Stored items
PR #639, opened 2020-06-15
ui: add engine requirements and simplify format command

Rustin-Liu:


Rustin-Liu:
> Maybe you also need to change CI?

Fixed. Maybe a better way is add two commands:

**ASSIGNMENT**
The answer must be an exact reproduction of all the records.

**TASK SOLUTION**
PR #639, opened 2020-06-15
ui: add engine requirements and simplify format command

Rustin-Liu:


Rustin-Liu:
> Maybe you also need to change CI?

Fixed. Maybe a better way is add two commands:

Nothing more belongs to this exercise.